In higher ed, this is especially valuable. Your prospective students (and their parents, peers, and counselors) are already telling you what matters to them, just not directly. They’re revealing their motivations, fears, and curiosities across social platforms, Reddit threads, YouTube comments, and TikTok trends. Narrative intelligence helps you translate that noise into actionable insight.

Admissions Example: Finding the Real Conversation

Say you're marketing an undergrad business program. You might assume students are focused on ROI, internships, and global exposure. But a narrative intelligence scan of student-led content might reveal a deeper emotional need: belonging in a competitive field without losing your sense of purpose. That’s a much richer—and more human—starting point for messaging.

Instead of running another “become a leader of tomorrow” campaign, your team could frame the program as a place where students build meaningful careers and learn how to lead with values. Narrative intelligence doesn’t just sharpen your messaging—it rewires the way you empathize with your audience.

Advancement Example: Reframing Alumni Engagement

The same approach applies in advancement. Maybe alumni aren’t engaging with your annual fund drive because they don’t see themselves in the narrative. A surface-level look might say, “Alumni are fatigued by donation requests.” But a narrative scan might show that they crave transparency, impact, and community.

So you shift. Instead of a campaign focused on institutional need, you spotlight micro-stories of impact, give donors access to real-time results, and connect them with the causes they care most about. Again: stop guessing, start listening.

What Higher Ed Can Learn from the Savannah Bananas

One of the most memorable case studies in the episode is a minor league baseball team: the Savannah Bananas. They’ve sold out Bank of America Stadium twice. But here’s the kicker: online, no one’s really talking about the baseball.

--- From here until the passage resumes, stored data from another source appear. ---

PR #302, opened 2020-11-13
Routes: add overridable route

KonstantinaStoikou:
- adds overridable routes in frontsite
- exports necessary components to be used in cds-ils ([pr](https://github.com/CERNDocumentServer/cds-ils/pull/228))

### DIFF
--- a/src/lib/routes/frontsite/Frontsite.js
+++ b/src/lib/routes/frontsite/Frontsite.js
@@ -18,8 +18,9 @@ import PropTypes from 'prop-types';
 import React, { Component } from 'react';
 import { Route, Switch } from 'react-router-dom';
 import { Container } from 'semantic-ui-react';
+import Overridable from 'react-overridable';
 
-export default class FrontSite extends Component {
+export class FrontSite extends Component {
   renderCustomStaticPages = () => {
     const { customStaticPages } = this.props;
     customStaticPages();
@@ -74,6 +75,8 @@ export default class FrontSite extends Component {
               <Route key={route} exact path={route} component={StaticPage} />
             ))}
             {this.renderCustomStaticPages()}
+
+            <Overridable id="Frontsite.route" {...this.props} />
             <Route>
               <NotFound />
             </Route>
@@ -92,3 +95,5 @@ FrontSite.propTypes = {
 FrontSite.defaultProps = {
   customStaticPages: () => {},
 };
+
+export default Overridable.component('Frontsite', FrontSite);
--- a/src/lib/index.js
+++ b/src/lib/index.js
@@ -30,3 +30,6 @@ export { FrontSiteRoutes } from '@routes/frontsite/frontsiteUrls';
 export { default as InvenioILSApp } from './App';
 export { default as history } from './history';
 export { default as store } from './store';
+export { http } from '@api/base';
+export { NotFound } from '@components/HttpErrors';
+export { withCancel, recordToPidType } from '@api/utils';


src/lib/routes/frontsite/Frontsite.js
```diff
@@ -28,59 +29,67 @@ export default class FrontSite extends Component {
...
+              <Route
+                exact
+                path={FrontSiteRoutes.errors}
+                component={ErrorsPage}
+              />
+              {staticPagesRoutes.map(route => (
+                <Route key={route} exact path={route} component={StaticPage} />
+              ))}
+              {this.renderCustomStaticPages()}
+              <Overridable id="Frontsite.route" {...this.props} />
```
kprzerwa, line 83: did you check if it does not break the other routes ?

src/lib/routes/frontsite/Frontsite.js
```diff
@@ -28,59 +29,67 @@ export default class FrontSite extends Component {
...
-            ))}
-            {this.renderCustomStaticPages()}
-            <Route>
-              <NotFound />
-            </Route>
-          </Switch>
-        </Container>
-        <ILSFooter />
-      </div>
+      <Overridable id="Frontsite.layout" {...this.props}>
```
kprzerwa, line 32: I'm not sure if it is needed to overwrite all the routes at this point
@ntarocco @topless @jrcastro2 @FlorianCassayre what do you guys think?

ntarocco: The biggest issue I see here is that we need to think that Overridable is a black box: when overriding it, we cannot access to the outside props/vars/imports.
So we should pass any extra props, e.g. the `staticPagesRoutes`.

We should probably take the habit to extract the inner part in another cmp, even if we could still do this mistake:

```
<Overridable ... staticPagesRoutes>
  <NewCmp props... staticPagesRoutes>
</Overridable>

class NewCmp ...
    staticPagesRoutes
```

src/lib/pages/frontsite/Documents/DocumentDetails/DocumentItems/index.js
```diff
@@ -1,8 +1,8 @@
 import { connect } from 'react-redux';
 import DocumentItemsComponent from './DocumentItems';
 
-const mapStateToProps = state => ({
-  documentDetails: state.documentDetailsFront.data,
+const mapStateToProps = (state, ownProps) => ({
+  documentDetails: ownProps.documentDetails || state.documentDetailsFront.data,
```
kprzerwa, line 5: did you check if it does not break the DocumentDetails page of standalone `react-invenio-app-ils`?

src/lib/pages/frontsite/Documents/DocumentDetails/index.js
```diff
@@ -7,9 +7,11 @@ const mapDispatchToProps = dispatch => ({
     dispatch(fetchDocumentsDetails(documentPid, { fetchLoansInfo: true })),
 });
 
-const mapStateToProps = state => ({
-  isLoading: state.documentDetailsFront.isLoading,
-  documentDetails: state.documentDetailsFront.data,
+const mapStateToProps = (state, ownProps) => ({
+  isLoading: ownProps.documentDetails
+    ? false
```
kprzerwa, line 12: the redux initial state might not be applied because of this

src/lib/pages/frontsite/Documents/DocumentDetails/DocumentDetails.js
```diff
@@ -126,8 +126,10 @@ DocumentDetailsLayout.defaultProps = {
 
 class DocumentDetails extends Component {
   componentDidMount() {
-    const { match } = this.props;
-    this.fetchDocumentsDetails(match.params.documentPid);
+    const { documentDetails, match } = this.props;
+    if (Object.keys(documentDetails.metadata).length === 0) {
```
kprzerwa, line 130: it would be much easier to just export (out of this library) the version of this component without redux mapping to be able to to use it outside, none of these changes would be necessary then.

src/lib/pages/frontsite/Documents/DocumentDetails/DocumentItems/index.js
KonstantinaStoikou: I checked, it doesn't break it.

src/lib/pages/frontsite/Documents/DocumentDetails/DocumentDetails.js
KonstantinaStoikou: I still need to keep some of the changes otherwise it is not working.

kprzerwa, line 130: nit: I would suggest to use `isEmpty` of `lodash` instead

kprzerwa (approved):

src/lib/pages/frontsite/Documents/DocumentDetails/DocumentDetails.js
```diff
@@ -126,20 +126,25 @@ DocumentDetailsLayout.defaultProps = {
 
 class DocumentDetails extends Component {
   componentDidMount() {
-    const { match } = this.props;
-    this.fetchDocumentsDetails(match.params.documentPid);
+    const { documentDetails, match } = this.props;
+    if (_isEmpty(documentDetails.metadata)) {
```
ntarocco, line 130: In which cases the document metadata is already provided via a prop?
Is it happening always?

kprzerwa: we exported this component as not redux controlled, to be able to use it independently. In this case the data will be passed from ownProps instead of the redux mapping. We are using it to save one frontend redirect when trying to access record via legacy_recid.

kprzerwa (approved):

PR #305, opened 2020-11-20
backoffice: fix the workflow of LiteratureRequest

### LINKED ISSUE #290: backoffice: literature request workflow
* on the "Select provider" step:
  * both searchbars do not include the searched text in the query url (add a method in the query builder)
  * when clicking on a result of the acquisition order searchbar, it should bind the record to the request and proceed to the next step (as for the ILL loan). Currently it acts as an `ESSelector` form field -> this happens when trying to add a provider in an already accepted request because it throws a server error and hangs (because demo requests from cli don't have a provider assigned to them)
  * the user is asked to select an existing order/loan or to create a new one. The creation button does not automatically link the newly created record to the request (the button is merely a link to the corresponding creation form)
    * what should happen: the librarian clicks on either create create button, fill the form, submit it, should be redirected to the request details page and should observe that the request has progressed to the next step
    * alternatively, open the creation form in a new page so that the user can come back to their request (less good but easier to implement)

See also inveniosoftware/invenio-app-ils#973

KonstantinaStoikou:
- redirect order and borrowing request forms to literature request form
- add function `listWithPendingStatus` to be used in Provider's ESSelector because previously it displayed all results with `status=PENDING` without taking into account the search query
Closes #290

### DIFF
--- a/src/lib/api/acquisition/order.js
+++ b/src/lib/api/acquisition/order.js
@@ -1,6 +1,7 @@
 import { http, apiConfig } from '@api/base';
 import { prepareSumQuery } from '@api/utils';
 import { orderSerializer as serializer } from './serializers';
+import { invenioConfig } from '@config';
 
 const orderURL = '/acquisition/orders/';
 
@@ -31,6 +32,20 @@ const list = async query => {
   return response;
 };
 
+const listWithPendingStatus = async query => {
+  const searchCriteria = orderApi
+    .query()
+    .withState(`(${invenioConfig.ACQ_ORDERS.pendingStatuses.join(' OR ')})`)
+    .withQuery(query)
+    .qs();
+  const response = await http.get(`${orderURL}?q=${searchCriteria}`);
+  response.data.total = response.data.hits.total;
+  response.data.hits = response.data.hits.hits.map(hit =>
+    serializer.fromJSON(hit)
+  );
+  return response;
+};
+
 const count = async query => {
   const response = await http.get(`${orderURL}?q=${query}`);
   response.data = response.data.hits.total;
@@ -43,6 +58,7 @@ class QueryBuilder {
     this.recipientQuery = [];
     this.vendorQuery = [];
     this.vendorPidQuery = [];
+    this.query = [];
     this.sortByQuery = '';
     this.stateQuery = [];
   }
@@ -87,6 +103,14 @@ class QueryBuilder {
     return this;
   }
 
+  withQuery(query) {
+    if (!query) {
+      throw TypeError('Query argument missing');
+    }
+    this.query.push(`${query}`);
+    return this;
+  }
+
   sortBy(order = 'bestmatch') {
     this.sortByQuery = `&sort=${order}`;
     return this;
@@ -96,6 +120,7 @@ class QueryBuilder {
     const searchCriteria = this.patronQuery
       .concat(this.recipientQuery, this.vendorQuery, this.vendorPidQuery)
       .concat(this.stateQuery)
+      .concat(this.query)
       .join(' AND ');
     return `${searchCriteria}${this.sortByQuery}`;
   }
@@ -111,6 +136,7 @@ export const orderApi = {
   create: create,
   update: update,
   list: list,
+  listWithPendingStatus: listWithPendingStatus,
   count: count,
   query: queryBuilder,
   serializer: serializer,
--- a/src/lib/pages/backoffice/Acquisition/Order/OrderEditor/OrderEditor.js
+++ b/src/lib/pages/backoffice/Acquisition/Order/OrderEditor/OrderEditor.js
@@ -65,7 +65,7 @@ export class OrderEditor extends Component {
     const request = _get(this.props, 'location.state', null);
     if (!request) return null;
     return {
-      documentRequestPid: request.pid,
+      documentRequestPid: request.metadata.pid,
       metadata: {
         order_lines: [
           {
--- a/src/lib/pages/backoffice/Acquisition/Order/OrderEditor/OrderForm/OrderForm.js
+++ b/src/lib/pages/backoffice/Acquisition/Order/OrderEditor/OrderForm/OrderForm.js
@@ -13,6 +13,10 @@ import { OrderInfo } from './OrderInfo';
 import { OrderLines } from './OrderLines';
 import { Payment } from './Payment';
 import * as Yup from 'yup';
+import _get from 'lodash/get';
+import { documentRequestApi } from '@api/documentRequests';
+import { BackOfficeRoutes } from '@routes/urls';
+import { invenioConfig } from '@config';
 
 const orderSubmitSerializer = values => {
   const submitValues = { ...values };
@@ -100,10 +104,25 @@ export class OrderForm extends Component {
     return orderApi.update(pid, data);
   };
 
-  successCallback = response => {
-    goTo(
-      AcquisitionRoutes.orderDetailsFor(getIn(response, 'data.metadata.pid'))
+  successCallback = async response => {
+    const order = getIn(response, 'data');
+    const documentRequestPid = _get(
+      this.props,
+      'data.documentRequestPid',
+      null
     );
+    if (documentRequestPid) {
+      await documentRequestApi.addProvider(documentRequestPid, {
+        physical_item_provider: {
+          pid: order.metadata.pid,
+          pid_type:
+            invenioConfig.DOCUMENT_REQUESTS.physicalItemProviders.acq.pid_type,
+        },
+      });
+      goTo(BackOfficeRoutes.documentRequestDetailsFor(documentRequestPid));
+    } else {
+      goTo(AcquisitionRoutes.orderDetailsFor(order.metadata.pid));
+    }
   };
 
   getDefaultValues() {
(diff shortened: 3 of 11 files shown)


src/lib/api/acquisition/order.js
```diff
@@ -111,6 +120,7 @@ export const orderApi = {
   create: create,
   update: update,
   list: list,
+  listWithPendingStatus: listWithPendingStatus,
```
FlorianCassayre, line 123: (minor) I'm in favour of using the request builder for that; say `withQuery` that allows to enter a free text query.

src/lib/pages/backoffice/Acquisition/Order/OrderEditor/OrderEditor.js
```diff
@@ -65,7 +65,7 @@ export class OrderEditor extends Component {
     const request = _get(this.props, 'location.state', null);
     if (!request) return null;
     return {
-      documentRequestPid: request.pid,
+      documentRequestPid: request.id,
```
kprzerwa, line 68: did you mean `request.metadata.pid`? `.id` is inconsistent with all the other record types we have

FlorianCassayre, line 68: Question: what does it change?

src/lib/pages/backoffice/Acquisition/Order/OrderEditor/OrderForm/OrderForm.js
```diff
@@ -100,10 +104,25 @@ export class OrderForm extends Component {
...
+    const order = getIn(response, 'data');
+    const documentRequestPid = _get(
+      this.props,
+      'data.documentRequestPid',
+      null
     );
+    if (documentRequestPid) {
+      await documentRequestApi.addProvider(documentRequestPid, {
+        physical_item_provider: {
+          pid: order.pid,
```
kprzerwa, line 117: `order.metadata.pid` (verify if it works please), we try to abandon the `record.pid` because it is inconsistent with the objects structures, we introduced it at some point in the serializers, but it is confusing IMO

src/lib/pages/backoffice/Document/DocumentForms/DocumentEditor/DocumentEditor.js
```diff
@@ -37,7 +37,7 @@ export class DocumentEditor extends Component {
     const request = _get(this.props, 'location.state', null);
     if (!request) return null;
     return {
-      documentRequestPid: request.pid,
+      documentRequestPid: request.id,
```
kprzerwa, line 40: `documentRequestPid: request.metadata.pid`, as above, to be verified if it works

src/lib/pages/backoffice/DocumentRequest/DocumentRequestDetails/DocumentRequestSteps/ProviderStep/ProviderStep.js
```diff
@@ -82,14 +82,7 @@ class AcqProvider extends Component {
...
               onSelectResult={this.onSelectResult}
-              query={() =>
-                orderApi.list(
-                  orderApi
-                    .query()
-                    .withState('PENDING')
-                    .qs()
-                )
-              }
+              query={orderApi.listWithPendingStatus}
```
kprzerwa, line 85: I'm not sure if supplying only the `PENDING` ones will be OK in this case. @topless @ntarocco is there any use case we would like to connect orders/ILLs in the states different than `PENDING`?

src/lib/pages/backoffice/ILL/BorrowingRequest/BorrowingRequestEditor/BorrowingRequestEditor.js
```diff
@@ -36,6 +36,7 @@ export class BorrowingRequestEditor extends Component {
     } = this.props;
     if (!request) return null;
     return {
+      documentRequestPid: request.id,
```
kprzerwa, line 39: `request.metadata.pid` as in the comments above

src/lib/pages/backoffice/Acquisition/Order/OrderEditor/OrderForm/OrderForm.js
```diff
@@ -100,10 +104,25 @@ export class OrderForm extends Component {
     return orderApi.update(pid, data);
   };
 
-  successCallback = response => {
-    goTo(
-      AcquisitionRoutes.orderDetailsFor(getIn(response, 'data.metadata.pid'))
+  successCallback = async response => {
```
FlorianCassayre, line 107: Good job, great UX design.
That said I'm not 100% sure about making the request in the form submit callback. For instance, how should we handle exception? (currently not implemented as fair as I'm aware)

src/lib/api/acquisition/order.js
KonstantinaStoikou: It wouldn't work with `withQuery` because we would need to pass arguments in the call here https://github.com/inveniosoftware/react-invenio-app-ils/blob/7574e2d949f18d414100d1dfcecc5b1e4bd6dd86/src/lib/pages/backoffice/DocumentRequest/DocumentRequestDetails/DocumentRequestSteps/ProviderStep/ProviderStep.js#L85
and in `HitsSearch.js` we need to pass only the reference to the function if we want the query string to be taken into account https://github.com/inveniosoftware/react-invenio-app-ils/blob/64754f29ac5dcf7876b4d06095e8cca76379cc72/src/lib/modules/ESSelector/HitsSearch.js#L81

FlorianCassayre: Yes, in this case you can always create an anonymous function:
```javascript
query={
  q => orderApi
        .query()
        .withStatus('PENDING')
        .withQuery(q) // Pass the argument
        .qs()
}
```
Or, better create a function in the class and reference it.

KonstantinaStoikou: The query builder will build the query (`queryString` + `SearchCriteria`) but we still need to pass it as an argument in the `list` function to create the url and make the request.

src/lib/pages/backoffice/Acquisition/Order/OrderEditor/OrderEditor.js
KonstantinaStoikou: I intentionally changed it to `id` because yesterday I tested it and the `pid` was sometimes undefined but the `id` had a value but I probably did something wrong because now that I tested it it's working fine.

KonstantinaStoikou: Answered above.

src/lib/pages/backoffice/Acquisition/Order/OrderEditor/OrderForm/OrderForm.js
KonstantinaStoikou: If you are talking about exceptions that might occur during adding the provider, I think we can add an action to dispatch an error message instead of directly calling the `addProvider` from the api in the callback.

src/lib/api/acquisition/order.js
FlorianCassayre: Sorry you're right I forgot it returned an url instead of an http request.

kprzerwa: you could still use the query builder to build the url in borrowingRequest.js instead of hardcoding it

src/lib/pages/backoffice/Acquisition/Order/OrderEditor/OrderForm/OrderForm.js
ntarocco: Question for reviewers: I am wondering if this should be done on the backend. After a record creation (signal), update the document request...

src/lib/pages/backoffice/DocumentRequest/DocumentRequestDetails/DocumentRequestSteps/ProviderStep/ProviderStep.js
ntarocco: Maybe it will be safer to get the orders that do not have yet a `document_request_pid`, independently of the state.
Imagine the scenario where the librarian will not follow the workflow and:
1. see the doc request
2. go to the order page and create a new order
3. come back to the doc request and want to attach it.

WDYT?

src/lib/pages/backoffice/Acquisition/Order/OrderEditor/OrderForm/OrderForm.js
kprzerwa: I'm not sure why it was not done in the backend in the first place. at this point I would say to ticketize it for refatoring @ntarocco WDYT?

ntarocco: It is harder than I thought. Let's keep it like this.

kprzerwa (approved):

src/lib/api/acquisition/order.js
```diff
@@ -31,6 +32,22 @@ const list = async query => {
   return response;
 };
 
+const listWithPendingStatus = async query => {
+  const searchCriteria = orderApi
+    .query()
+    .withState(
+      `(${invenioConfig.ILL_BORROWING_REQUESTS.pendingStatuses.join(' OR ')})`
```
kprzerwa, line 39: 👀  please change to acq states

src/lib/pages/backoffice/DocumentRequest/DocumentRequestDetails/DocumentRequestSteps/ProviderStep/ProviderStep.js
KonstantinaStoikou: There is no `document_request_pid` in the order and there is no connection between the order and the document request from the order's side.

Using Pulsar’s AI, Safaniya and her team uncovered a surprising pattern—audiences were referring to Bananas games as shows, not games. They weren’t drawn to athletic competition; they were craving experience, performance, spectacle.

So what did the Bananas do? They leaned in. They rebranded themselves as an entertainment company, not just a baseball team. And in doing so, they unlocked a whole new audience.

The higher ed parallel? Institutions often market what they think they’re offering—degrees, majors, rankings—when students are actually searching for meaning, community, and momentum. When you understand your audience’s narrative, you can reposition your offering to meet them in the story they’re already telling.

How to Use Narrative Intelligence in Your Strategy

Here’s a simple framework—based on Safy’s recommendations—for integrating narrative intelligence into your marketing workflow:

1. Spot Category Spillover
Ask: Does this trend allow us to overlap with a cultural moment or industry we’re not traditionally part of?

Example: A STEM program joining conversations around climate justice instead of just engineering.

2. Stay True to Voice
Trend-jumping is only effective if it feels authentic to your brand.

Example: Don’t launch a viral TikTok series if your past tone has been buttoned-up and formal. Bridge with intention.

3. Audit Your Calendar
Scheduled content isn’t sacred. Trends and world events evolve fast.

Example: What felt clever last month could feel tone-deaf today. Regularly review and refresh.

4. Validate with Data, Lead with Curiosity
Use tools like Pulsar to understand what your audience actually cares about—then build from there.

Why This Matters Now

Narrative intelligence isn’t about being reactive. It’s about being in tune. As Safaniya says in the episode, today’s marketing isn't just about attention—it's about alignment. In a noisy world, the institutions that win are those who understand not only what their audience wants, but why.

So whether you're shaping a recruitment campaign, planning Giving Day messaging, or reevaluating your brand’s tone of voice, don’t just tell a better story. Find the right one.